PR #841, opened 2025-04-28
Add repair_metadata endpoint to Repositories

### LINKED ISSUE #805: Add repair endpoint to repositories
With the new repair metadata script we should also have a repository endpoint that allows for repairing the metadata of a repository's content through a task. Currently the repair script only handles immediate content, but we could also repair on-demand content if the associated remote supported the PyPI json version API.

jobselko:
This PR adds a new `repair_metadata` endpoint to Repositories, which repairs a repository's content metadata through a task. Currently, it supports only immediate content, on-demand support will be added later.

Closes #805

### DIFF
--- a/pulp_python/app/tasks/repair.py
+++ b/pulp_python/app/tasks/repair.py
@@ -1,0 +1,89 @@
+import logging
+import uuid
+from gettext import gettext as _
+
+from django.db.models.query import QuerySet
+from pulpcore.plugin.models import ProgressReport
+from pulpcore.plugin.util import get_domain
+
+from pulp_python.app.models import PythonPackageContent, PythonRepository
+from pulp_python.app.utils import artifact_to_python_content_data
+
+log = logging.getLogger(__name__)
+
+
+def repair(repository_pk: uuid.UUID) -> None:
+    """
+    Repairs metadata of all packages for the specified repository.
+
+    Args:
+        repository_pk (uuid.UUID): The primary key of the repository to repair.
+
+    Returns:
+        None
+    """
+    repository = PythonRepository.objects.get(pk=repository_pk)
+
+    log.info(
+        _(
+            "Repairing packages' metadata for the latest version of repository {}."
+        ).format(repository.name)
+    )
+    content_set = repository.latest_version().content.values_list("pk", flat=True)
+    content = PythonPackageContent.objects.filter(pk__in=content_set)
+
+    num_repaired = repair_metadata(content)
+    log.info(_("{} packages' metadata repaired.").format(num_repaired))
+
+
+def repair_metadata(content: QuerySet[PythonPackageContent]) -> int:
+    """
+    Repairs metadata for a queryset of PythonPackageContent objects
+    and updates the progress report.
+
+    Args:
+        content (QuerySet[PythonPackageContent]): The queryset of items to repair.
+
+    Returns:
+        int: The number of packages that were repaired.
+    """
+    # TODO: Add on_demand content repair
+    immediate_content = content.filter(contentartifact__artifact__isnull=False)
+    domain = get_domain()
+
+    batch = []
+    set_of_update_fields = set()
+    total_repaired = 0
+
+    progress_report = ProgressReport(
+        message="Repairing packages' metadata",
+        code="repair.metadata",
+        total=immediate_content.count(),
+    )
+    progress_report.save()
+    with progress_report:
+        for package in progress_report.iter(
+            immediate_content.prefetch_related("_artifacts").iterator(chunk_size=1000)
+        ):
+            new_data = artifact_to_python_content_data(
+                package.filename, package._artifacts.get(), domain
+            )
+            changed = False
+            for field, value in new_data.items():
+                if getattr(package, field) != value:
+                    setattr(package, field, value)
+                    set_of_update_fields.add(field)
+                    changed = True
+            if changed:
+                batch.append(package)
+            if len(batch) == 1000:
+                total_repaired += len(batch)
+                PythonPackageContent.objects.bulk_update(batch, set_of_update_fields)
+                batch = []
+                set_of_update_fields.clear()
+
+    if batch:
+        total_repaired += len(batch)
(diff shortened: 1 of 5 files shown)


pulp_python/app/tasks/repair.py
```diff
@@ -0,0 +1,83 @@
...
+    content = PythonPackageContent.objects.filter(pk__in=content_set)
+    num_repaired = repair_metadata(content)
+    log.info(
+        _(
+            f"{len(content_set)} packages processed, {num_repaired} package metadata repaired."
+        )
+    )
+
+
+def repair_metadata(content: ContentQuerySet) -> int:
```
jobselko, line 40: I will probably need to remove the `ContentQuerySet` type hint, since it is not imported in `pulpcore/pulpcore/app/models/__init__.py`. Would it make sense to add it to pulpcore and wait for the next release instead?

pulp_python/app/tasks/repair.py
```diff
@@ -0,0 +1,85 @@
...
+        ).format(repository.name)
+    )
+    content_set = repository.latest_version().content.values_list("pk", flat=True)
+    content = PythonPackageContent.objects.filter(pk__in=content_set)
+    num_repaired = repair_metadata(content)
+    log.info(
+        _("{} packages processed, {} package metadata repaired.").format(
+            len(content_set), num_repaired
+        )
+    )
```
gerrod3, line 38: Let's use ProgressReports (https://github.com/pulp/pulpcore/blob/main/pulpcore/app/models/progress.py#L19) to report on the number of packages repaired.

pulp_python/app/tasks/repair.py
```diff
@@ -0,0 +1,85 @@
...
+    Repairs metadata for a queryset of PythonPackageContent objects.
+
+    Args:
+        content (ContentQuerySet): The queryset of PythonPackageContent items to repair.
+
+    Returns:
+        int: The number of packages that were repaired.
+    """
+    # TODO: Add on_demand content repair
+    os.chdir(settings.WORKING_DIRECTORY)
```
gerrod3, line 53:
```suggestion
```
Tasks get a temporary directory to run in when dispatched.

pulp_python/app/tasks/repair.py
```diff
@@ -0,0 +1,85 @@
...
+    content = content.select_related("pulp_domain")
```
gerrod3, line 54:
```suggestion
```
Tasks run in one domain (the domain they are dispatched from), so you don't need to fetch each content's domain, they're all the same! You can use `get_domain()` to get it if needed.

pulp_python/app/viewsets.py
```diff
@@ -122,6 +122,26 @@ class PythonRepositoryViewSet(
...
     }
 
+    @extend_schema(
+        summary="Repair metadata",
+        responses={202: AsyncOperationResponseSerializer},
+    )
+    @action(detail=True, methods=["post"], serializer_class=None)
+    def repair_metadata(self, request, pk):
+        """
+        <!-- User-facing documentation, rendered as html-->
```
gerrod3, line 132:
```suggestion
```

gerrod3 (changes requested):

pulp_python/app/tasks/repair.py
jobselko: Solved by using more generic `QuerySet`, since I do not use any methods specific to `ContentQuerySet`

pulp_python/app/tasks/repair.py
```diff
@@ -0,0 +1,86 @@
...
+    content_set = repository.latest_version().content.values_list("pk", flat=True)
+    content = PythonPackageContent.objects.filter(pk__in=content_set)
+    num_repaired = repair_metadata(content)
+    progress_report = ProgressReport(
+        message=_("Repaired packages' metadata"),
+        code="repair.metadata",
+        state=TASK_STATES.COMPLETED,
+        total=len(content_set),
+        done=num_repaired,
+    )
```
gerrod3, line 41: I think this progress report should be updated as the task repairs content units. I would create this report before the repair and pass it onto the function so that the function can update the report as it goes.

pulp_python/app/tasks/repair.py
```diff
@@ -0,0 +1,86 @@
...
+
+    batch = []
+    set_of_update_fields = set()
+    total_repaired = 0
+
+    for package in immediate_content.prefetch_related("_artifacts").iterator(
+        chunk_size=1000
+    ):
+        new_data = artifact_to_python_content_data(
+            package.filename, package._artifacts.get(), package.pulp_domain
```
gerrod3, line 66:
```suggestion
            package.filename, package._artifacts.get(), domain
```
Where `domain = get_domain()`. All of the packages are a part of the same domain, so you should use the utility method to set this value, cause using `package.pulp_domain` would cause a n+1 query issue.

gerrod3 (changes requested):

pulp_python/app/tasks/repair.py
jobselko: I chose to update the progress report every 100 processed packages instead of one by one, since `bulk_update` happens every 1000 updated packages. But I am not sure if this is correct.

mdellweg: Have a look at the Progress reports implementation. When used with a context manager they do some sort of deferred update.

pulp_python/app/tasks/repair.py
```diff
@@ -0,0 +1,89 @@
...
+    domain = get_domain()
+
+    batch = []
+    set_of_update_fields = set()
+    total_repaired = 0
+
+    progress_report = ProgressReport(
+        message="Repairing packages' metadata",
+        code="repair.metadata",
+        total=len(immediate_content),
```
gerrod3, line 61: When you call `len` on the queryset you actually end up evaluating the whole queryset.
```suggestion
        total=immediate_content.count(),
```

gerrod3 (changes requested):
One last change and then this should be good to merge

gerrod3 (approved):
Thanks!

==========

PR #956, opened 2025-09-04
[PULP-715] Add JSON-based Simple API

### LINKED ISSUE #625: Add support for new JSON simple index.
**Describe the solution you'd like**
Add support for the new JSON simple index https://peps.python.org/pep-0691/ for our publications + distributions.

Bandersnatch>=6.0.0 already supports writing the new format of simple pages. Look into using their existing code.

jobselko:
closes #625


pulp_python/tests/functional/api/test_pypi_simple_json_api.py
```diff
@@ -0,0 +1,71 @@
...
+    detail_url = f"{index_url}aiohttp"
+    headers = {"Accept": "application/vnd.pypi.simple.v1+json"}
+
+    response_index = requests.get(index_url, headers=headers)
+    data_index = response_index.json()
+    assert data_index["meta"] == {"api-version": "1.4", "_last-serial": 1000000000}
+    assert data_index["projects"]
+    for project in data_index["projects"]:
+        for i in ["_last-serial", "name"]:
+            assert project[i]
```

==========

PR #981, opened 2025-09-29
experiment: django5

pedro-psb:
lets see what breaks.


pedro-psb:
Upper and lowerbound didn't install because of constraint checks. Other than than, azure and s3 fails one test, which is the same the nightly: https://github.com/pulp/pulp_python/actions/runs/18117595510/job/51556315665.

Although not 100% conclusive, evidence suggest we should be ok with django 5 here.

==========

--- Exercise requirements ---
Copy only the lines in the listing that contain "changed".

--- Answer space ---
+            changed = False
+                    changed = True
+            if changed:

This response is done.